▶ Assigned task:
Find the line containing "vasild: https://github.com/chaincodelabs/libmultiprocess/pull/18" in the entries below. Restate it and each line after it, word for word, up to and including the line containing "way instead of".
[Start of Attachment]
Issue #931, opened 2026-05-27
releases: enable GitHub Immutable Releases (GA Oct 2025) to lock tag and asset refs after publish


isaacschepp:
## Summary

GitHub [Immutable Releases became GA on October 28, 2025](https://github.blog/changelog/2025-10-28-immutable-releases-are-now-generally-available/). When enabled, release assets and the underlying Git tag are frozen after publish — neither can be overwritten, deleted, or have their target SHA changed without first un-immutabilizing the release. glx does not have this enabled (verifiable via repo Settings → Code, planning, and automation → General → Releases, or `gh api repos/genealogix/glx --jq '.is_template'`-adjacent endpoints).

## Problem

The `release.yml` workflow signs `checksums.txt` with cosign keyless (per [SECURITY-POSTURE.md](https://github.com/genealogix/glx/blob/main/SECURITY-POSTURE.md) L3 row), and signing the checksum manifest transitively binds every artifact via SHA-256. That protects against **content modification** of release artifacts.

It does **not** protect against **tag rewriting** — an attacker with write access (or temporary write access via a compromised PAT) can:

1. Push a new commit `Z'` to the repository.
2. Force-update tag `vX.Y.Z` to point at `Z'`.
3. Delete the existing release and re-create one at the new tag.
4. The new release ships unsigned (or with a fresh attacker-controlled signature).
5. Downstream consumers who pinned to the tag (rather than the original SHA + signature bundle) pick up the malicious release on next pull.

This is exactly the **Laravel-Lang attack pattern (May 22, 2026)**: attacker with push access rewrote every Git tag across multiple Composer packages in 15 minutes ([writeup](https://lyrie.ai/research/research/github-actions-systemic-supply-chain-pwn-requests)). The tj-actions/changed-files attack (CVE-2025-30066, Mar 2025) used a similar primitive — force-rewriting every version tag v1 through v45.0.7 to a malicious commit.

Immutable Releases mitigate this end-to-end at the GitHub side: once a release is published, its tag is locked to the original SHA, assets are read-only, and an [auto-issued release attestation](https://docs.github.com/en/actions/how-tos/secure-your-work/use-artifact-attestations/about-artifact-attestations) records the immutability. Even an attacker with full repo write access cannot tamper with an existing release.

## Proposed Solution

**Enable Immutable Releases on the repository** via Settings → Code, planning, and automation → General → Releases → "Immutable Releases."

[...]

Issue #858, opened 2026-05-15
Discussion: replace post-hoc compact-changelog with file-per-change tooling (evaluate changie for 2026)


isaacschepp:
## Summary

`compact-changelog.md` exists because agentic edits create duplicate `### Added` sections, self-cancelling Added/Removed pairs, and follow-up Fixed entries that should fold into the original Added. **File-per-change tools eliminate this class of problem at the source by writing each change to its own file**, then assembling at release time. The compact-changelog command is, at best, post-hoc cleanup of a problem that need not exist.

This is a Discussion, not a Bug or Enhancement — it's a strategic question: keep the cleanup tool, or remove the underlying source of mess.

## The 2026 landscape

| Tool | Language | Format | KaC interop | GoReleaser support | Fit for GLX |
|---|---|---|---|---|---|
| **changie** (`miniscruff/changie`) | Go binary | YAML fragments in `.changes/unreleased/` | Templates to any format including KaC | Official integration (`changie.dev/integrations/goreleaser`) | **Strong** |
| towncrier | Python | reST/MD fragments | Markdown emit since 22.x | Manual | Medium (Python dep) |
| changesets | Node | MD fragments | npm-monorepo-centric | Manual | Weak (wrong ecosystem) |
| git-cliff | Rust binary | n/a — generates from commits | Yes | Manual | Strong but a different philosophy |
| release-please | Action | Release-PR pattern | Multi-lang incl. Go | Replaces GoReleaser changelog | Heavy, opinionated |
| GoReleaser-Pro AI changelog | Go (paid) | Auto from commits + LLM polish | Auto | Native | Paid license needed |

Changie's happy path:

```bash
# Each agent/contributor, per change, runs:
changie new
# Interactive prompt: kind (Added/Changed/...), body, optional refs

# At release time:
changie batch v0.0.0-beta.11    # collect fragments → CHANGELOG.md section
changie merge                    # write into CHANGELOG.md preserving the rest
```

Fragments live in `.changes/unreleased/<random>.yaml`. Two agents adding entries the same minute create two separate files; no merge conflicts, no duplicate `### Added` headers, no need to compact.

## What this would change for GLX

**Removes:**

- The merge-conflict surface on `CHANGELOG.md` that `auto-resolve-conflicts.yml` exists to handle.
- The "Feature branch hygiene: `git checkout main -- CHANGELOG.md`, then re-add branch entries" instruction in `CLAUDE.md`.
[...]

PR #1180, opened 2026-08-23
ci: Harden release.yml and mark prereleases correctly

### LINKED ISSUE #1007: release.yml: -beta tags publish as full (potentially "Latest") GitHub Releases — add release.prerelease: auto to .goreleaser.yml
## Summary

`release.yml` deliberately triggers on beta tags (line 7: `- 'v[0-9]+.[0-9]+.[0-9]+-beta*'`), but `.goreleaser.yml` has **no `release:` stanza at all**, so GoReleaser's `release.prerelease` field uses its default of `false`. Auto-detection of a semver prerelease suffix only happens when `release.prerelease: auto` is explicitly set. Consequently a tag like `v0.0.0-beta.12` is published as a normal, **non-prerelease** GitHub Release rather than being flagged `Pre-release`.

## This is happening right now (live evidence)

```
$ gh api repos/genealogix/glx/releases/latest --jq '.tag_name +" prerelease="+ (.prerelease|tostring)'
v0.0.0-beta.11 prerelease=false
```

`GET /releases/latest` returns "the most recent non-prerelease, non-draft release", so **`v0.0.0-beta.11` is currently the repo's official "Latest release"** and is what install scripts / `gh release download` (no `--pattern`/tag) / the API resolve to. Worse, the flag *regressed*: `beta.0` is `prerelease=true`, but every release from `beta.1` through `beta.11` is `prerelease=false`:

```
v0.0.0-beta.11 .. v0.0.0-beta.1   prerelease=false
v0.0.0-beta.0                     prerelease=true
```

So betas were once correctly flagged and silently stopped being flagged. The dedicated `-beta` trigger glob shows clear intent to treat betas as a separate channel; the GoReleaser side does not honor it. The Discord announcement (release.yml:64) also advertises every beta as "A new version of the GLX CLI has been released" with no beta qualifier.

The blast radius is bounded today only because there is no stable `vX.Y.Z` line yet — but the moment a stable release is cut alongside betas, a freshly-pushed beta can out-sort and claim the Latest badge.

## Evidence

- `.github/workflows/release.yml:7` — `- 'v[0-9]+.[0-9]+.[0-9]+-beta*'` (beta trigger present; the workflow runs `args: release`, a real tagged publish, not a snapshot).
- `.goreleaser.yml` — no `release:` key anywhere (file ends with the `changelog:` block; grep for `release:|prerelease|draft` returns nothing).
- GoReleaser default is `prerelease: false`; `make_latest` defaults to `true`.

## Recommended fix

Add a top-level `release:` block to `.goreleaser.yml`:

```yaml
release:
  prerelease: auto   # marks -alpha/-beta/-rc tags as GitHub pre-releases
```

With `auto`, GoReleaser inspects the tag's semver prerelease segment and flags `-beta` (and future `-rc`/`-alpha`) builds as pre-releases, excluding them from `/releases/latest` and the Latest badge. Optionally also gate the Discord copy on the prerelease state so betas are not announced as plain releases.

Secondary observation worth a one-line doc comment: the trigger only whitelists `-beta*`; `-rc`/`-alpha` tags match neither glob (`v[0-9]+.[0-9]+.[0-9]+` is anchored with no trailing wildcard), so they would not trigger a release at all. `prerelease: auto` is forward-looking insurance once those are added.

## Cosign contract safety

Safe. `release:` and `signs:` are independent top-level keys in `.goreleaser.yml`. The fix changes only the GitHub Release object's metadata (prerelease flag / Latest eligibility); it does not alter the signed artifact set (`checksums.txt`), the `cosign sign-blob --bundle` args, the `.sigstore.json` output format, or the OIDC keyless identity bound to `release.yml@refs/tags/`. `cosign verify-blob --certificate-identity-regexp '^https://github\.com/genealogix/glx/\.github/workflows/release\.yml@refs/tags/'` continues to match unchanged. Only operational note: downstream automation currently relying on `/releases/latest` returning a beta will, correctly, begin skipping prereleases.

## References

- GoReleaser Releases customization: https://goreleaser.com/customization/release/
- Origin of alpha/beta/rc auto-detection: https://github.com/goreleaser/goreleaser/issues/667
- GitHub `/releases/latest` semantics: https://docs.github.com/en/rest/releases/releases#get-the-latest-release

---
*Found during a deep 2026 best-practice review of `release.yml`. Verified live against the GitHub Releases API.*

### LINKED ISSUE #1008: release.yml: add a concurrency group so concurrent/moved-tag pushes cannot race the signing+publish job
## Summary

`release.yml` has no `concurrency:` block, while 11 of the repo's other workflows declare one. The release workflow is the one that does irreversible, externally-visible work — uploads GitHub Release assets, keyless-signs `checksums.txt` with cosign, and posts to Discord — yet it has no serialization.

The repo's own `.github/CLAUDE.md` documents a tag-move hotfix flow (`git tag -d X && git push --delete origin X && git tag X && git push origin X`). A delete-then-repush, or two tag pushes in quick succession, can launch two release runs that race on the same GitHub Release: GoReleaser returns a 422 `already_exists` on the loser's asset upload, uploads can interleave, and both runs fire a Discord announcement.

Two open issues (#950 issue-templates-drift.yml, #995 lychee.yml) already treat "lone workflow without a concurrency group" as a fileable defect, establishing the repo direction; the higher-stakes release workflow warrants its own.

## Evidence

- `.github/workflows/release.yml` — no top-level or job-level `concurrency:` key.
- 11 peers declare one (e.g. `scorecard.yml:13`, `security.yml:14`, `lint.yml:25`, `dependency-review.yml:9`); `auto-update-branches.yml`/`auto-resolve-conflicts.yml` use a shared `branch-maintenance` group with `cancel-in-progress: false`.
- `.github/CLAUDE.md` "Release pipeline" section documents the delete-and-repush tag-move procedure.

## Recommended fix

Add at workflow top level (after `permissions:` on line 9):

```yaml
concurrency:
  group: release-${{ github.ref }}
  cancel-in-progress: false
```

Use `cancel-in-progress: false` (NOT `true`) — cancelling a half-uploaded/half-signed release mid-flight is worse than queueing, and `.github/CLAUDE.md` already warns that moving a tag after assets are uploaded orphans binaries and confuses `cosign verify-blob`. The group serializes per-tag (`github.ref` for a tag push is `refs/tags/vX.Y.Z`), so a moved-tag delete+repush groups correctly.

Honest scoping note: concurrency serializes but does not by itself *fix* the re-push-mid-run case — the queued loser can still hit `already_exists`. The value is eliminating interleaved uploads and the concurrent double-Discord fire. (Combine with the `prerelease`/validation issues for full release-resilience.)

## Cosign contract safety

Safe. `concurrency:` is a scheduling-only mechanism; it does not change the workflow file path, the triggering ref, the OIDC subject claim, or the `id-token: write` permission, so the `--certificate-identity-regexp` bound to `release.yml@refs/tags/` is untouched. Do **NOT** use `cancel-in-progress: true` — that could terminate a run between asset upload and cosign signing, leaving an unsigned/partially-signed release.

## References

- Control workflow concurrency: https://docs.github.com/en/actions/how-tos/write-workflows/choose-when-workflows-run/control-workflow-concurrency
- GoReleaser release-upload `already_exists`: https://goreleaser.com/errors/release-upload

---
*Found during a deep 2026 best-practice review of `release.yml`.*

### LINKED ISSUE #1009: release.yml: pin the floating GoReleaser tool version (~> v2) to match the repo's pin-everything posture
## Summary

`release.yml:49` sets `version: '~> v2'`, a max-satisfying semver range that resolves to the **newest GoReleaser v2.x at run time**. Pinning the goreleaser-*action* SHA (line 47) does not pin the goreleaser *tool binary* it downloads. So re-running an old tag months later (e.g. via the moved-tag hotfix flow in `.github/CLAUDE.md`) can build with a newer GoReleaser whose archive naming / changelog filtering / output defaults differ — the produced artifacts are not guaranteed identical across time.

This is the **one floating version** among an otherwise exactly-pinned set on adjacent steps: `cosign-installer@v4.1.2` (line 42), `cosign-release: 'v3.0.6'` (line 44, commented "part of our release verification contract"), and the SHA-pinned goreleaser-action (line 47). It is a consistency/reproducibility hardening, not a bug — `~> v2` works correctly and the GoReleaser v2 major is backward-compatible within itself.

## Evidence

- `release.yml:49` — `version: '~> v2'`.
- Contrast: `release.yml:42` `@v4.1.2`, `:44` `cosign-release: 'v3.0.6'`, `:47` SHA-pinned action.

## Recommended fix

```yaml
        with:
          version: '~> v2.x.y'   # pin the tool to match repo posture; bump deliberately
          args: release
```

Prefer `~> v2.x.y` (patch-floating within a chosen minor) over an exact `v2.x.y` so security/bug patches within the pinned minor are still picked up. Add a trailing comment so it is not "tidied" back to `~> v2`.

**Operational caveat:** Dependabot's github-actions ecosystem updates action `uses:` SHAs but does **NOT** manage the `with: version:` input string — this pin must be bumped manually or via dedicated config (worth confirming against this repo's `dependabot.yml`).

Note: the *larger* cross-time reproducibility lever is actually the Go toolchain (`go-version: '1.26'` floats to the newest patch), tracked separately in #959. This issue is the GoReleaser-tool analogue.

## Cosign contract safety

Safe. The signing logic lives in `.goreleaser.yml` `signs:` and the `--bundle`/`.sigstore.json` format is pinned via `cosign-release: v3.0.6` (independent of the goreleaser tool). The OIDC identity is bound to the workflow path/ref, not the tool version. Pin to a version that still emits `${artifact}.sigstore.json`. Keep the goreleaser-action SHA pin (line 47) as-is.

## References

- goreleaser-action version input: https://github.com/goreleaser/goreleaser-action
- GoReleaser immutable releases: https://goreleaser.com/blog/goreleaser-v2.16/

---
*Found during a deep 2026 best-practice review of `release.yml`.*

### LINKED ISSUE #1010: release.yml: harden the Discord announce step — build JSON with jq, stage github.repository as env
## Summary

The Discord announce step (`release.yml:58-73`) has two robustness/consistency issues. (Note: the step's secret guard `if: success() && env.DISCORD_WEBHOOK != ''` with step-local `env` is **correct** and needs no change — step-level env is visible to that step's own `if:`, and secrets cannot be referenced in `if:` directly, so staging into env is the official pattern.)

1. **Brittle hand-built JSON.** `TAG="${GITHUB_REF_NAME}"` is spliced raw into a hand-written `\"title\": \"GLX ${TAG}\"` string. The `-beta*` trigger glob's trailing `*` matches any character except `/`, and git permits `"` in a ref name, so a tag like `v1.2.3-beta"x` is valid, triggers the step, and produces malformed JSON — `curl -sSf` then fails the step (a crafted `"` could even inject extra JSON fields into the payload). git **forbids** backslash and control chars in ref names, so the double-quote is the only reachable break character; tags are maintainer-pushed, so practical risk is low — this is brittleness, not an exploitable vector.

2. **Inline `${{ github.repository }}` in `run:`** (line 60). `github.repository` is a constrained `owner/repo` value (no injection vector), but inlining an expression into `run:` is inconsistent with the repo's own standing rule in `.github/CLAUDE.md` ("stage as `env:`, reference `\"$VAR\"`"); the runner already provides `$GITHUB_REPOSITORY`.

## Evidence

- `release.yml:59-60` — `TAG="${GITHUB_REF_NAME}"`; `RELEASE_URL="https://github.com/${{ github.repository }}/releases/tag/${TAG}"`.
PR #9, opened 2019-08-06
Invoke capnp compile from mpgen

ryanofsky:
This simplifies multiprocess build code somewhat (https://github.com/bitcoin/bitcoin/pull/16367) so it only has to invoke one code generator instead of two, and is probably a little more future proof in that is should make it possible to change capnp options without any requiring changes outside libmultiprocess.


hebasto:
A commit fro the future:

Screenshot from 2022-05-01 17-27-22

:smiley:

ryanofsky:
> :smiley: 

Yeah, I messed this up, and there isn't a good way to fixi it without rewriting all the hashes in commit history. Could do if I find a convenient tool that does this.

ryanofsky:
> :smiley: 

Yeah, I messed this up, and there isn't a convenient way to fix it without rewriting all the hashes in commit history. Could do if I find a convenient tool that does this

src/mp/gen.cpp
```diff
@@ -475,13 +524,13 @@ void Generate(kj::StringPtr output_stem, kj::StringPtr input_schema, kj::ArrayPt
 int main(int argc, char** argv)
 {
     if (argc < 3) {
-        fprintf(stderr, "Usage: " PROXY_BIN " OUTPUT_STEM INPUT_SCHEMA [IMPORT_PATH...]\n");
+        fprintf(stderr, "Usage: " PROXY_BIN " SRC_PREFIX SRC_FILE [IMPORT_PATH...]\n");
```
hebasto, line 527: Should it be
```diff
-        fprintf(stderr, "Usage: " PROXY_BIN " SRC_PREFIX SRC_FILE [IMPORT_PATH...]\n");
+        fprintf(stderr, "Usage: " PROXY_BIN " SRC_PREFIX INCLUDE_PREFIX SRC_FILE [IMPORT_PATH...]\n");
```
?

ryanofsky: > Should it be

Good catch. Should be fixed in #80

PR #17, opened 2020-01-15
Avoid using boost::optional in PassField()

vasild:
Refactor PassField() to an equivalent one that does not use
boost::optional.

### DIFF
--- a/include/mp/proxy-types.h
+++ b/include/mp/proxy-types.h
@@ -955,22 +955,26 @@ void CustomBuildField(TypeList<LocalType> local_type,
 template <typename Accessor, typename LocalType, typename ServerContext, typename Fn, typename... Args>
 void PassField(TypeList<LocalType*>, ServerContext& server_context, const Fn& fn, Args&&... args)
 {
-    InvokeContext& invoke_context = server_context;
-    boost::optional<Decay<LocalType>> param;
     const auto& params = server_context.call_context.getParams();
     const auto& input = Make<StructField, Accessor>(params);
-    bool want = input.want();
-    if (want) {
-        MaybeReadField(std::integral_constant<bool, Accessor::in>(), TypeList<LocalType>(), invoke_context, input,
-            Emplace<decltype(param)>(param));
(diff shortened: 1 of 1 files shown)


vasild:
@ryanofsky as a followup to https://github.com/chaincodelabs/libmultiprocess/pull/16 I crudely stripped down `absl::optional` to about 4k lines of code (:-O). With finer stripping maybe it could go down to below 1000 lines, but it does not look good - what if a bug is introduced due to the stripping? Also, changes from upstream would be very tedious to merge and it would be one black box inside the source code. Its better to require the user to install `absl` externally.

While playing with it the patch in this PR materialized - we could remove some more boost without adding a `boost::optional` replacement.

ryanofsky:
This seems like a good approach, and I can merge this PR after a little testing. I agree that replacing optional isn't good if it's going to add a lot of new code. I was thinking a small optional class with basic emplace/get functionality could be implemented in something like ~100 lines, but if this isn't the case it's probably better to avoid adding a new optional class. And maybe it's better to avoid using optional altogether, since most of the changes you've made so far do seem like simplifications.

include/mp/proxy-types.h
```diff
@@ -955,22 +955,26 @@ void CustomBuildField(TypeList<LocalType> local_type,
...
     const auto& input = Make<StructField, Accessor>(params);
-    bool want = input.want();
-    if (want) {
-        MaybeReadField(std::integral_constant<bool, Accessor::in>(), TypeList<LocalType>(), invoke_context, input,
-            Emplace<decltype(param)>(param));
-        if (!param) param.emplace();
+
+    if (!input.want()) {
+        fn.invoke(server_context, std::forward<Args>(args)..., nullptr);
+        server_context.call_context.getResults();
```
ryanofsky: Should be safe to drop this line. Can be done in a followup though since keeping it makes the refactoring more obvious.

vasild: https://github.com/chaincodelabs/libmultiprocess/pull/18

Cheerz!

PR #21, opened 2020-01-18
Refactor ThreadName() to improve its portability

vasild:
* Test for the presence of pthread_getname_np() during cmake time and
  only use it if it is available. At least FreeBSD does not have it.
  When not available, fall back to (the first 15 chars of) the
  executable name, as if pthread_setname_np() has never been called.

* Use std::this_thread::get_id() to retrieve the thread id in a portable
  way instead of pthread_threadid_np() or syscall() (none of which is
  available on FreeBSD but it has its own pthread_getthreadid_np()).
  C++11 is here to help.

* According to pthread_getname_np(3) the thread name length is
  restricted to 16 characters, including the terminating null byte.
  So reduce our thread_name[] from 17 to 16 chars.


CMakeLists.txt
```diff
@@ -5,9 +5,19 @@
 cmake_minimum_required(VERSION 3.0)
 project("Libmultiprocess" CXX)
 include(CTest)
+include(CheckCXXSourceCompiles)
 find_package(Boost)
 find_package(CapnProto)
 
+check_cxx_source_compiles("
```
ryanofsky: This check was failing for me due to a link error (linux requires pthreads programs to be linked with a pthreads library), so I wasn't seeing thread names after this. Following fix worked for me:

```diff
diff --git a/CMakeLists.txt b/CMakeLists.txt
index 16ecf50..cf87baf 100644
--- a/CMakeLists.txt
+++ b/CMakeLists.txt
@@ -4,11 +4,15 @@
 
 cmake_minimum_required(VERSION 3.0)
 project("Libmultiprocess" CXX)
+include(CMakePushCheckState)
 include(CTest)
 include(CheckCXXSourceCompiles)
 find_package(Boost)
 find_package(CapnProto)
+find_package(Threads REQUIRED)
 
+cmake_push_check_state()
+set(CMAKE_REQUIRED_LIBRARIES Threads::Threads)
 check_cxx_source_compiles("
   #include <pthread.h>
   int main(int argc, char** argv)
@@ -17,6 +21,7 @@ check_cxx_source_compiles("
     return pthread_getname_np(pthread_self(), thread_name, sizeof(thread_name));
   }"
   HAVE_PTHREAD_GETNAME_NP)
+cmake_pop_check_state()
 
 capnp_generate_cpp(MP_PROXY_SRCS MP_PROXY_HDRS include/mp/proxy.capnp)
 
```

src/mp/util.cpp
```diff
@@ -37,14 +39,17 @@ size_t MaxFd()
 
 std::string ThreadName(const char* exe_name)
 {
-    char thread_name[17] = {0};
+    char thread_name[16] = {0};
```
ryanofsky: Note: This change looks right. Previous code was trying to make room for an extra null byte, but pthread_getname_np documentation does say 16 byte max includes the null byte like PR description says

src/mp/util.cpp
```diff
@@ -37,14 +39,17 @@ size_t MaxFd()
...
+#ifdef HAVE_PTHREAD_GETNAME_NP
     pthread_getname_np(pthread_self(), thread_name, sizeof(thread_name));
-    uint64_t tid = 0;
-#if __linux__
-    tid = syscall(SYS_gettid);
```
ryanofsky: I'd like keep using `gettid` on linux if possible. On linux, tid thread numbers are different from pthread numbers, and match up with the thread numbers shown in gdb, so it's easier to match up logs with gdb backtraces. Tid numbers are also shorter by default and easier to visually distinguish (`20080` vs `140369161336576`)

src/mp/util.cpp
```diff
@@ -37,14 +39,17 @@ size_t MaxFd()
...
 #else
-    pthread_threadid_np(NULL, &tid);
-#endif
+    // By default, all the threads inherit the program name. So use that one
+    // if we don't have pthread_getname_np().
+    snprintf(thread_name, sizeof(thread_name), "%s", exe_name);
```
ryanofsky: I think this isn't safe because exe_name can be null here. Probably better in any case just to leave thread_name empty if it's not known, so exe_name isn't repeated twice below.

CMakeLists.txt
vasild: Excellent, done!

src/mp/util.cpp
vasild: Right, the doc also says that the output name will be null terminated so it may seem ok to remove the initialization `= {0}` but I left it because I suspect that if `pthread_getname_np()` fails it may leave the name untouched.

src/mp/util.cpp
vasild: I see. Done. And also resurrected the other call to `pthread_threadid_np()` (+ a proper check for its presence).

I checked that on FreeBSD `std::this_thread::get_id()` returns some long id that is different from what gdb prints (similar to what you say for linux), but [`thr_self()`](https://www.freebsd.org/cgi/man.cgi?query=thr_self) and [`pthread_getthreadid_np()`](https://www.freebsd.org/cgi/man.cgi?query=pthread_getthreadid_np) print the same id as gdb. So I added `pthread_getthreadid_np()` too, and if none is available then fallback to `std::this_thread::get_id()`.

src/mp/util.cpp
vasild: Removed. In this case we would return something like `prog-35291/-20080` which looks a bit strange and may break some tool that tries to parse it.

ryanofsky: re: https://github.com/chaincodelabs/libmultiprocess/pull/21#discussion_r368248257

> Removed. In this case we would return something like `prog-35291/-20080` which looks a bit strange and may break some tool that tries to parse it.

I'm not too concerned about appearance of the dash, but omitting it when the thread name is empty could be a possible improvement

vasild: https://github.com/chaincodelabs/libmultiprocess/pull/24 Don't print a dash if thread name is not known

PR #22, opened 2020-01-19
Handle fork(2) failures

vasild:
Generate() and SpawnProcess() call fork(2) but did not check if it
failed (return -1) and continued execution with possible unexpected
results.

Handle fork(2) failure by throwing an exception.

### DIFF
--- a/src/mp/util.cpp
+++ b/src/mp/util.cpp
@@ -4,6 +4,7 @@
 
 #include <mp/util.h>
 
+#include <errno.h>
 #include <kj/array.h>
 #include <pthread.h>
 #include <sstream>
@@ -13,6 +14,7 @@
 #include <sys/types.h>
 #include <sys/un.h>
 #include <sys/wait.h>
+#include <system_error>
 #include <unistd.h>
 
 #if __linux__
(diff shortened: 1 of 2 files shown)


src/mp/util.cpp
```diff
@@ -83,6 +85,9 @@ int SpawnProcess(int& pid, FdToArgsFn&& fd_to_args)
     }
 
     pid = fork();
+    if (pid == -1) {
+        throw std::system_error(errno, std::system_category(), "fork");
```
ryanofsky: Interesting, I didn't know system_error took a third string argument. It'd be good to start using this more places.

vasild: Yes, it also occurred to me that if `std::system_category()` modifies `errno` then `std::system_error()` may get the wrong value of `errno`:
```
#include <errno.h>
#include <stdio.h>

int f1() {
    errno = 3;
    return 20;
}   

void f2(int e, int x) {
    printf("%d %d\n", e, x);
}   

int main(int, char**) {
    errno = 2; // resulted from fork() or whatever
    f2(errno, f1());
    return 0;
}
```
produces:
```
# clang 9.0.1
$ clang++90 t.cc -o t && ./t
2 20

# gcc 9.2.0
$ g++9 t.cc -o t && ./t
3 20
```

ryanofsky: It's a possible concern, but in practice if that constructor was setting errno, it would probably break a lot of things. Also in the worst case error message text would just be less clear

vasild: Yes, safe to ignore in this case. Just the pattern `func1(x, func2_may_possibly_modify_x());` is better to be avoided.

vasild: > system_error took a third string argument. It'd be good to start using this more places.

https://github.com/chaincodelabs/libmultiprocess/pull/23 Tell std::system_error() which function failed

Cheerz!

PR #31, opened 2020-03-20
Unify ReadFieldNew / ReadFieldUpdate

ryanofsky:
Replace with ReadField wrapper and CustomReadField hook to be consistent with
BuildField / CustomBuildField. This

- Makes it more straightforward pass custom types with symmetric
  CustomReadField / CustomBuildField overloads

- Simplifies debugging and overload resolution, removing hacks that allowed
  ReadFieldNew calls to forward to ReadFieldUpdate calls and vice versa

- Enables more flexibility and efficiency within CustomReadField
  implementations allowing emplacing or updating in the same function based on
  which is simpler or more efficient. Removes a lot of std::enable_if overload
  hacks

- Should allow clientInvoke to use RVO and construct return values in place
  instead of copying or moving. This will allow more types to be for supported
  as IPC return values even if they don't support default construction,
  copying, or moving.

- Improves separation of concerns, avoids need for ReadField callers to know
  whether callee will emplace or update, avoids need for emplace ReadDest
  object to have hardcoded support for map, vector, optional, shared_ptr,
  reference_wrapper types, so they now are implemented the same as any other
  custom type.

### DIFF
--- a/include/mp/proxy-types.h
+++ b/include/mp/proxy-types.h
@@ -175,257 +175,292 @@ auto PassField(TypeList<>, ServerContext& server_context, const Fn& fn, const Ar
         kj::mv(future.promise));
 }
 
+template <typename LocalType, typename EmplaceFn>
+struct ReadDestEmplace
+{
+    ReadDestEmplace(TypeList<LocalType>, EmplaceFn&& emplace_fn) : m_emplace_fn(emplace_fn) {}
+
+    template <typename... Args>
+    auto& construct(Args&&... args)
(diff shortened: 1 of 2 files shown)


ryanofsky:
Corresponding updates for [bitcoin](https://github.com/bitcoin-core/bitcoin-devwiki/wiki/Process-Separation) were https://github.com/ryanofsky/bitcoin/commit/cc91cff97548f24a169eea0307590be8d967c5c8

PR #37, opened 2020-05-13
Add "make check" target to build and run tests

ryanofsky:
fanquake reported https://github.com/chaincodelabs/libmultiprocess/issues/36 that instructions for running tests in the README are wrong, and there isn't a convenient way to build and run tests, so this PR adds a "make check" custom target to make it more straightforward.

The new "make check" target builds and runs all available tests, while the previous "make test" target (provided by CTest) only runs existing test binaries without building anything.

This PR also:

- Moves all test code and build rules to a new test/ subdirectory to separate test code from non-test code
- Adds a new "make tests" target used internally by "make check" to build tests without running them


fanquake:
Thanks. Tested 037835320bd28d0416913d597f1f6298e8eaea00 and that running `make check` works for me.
[End of Attachment]
▶ Task solution:
vasild: https://github.com/chaincodelabs/libmultiprocess/pull/18

Cheerz!

PR #21, opened 2020-01-18
Refactor ThreadName() to improve its portability

vasild:
* Test for the presence of pthread_getname_np() during cmake time and
  only use it if it is available. At least FreeBSD does not have it.
  When not available, fall back to (the first 15 chars of) the
  executable name, as if pthread_setname_np() has never been called.

* Use std::this_thread::get_id() to retrieve the thread id in a portable
  way instead of pthread_threadid_np() or syscall() (none of which is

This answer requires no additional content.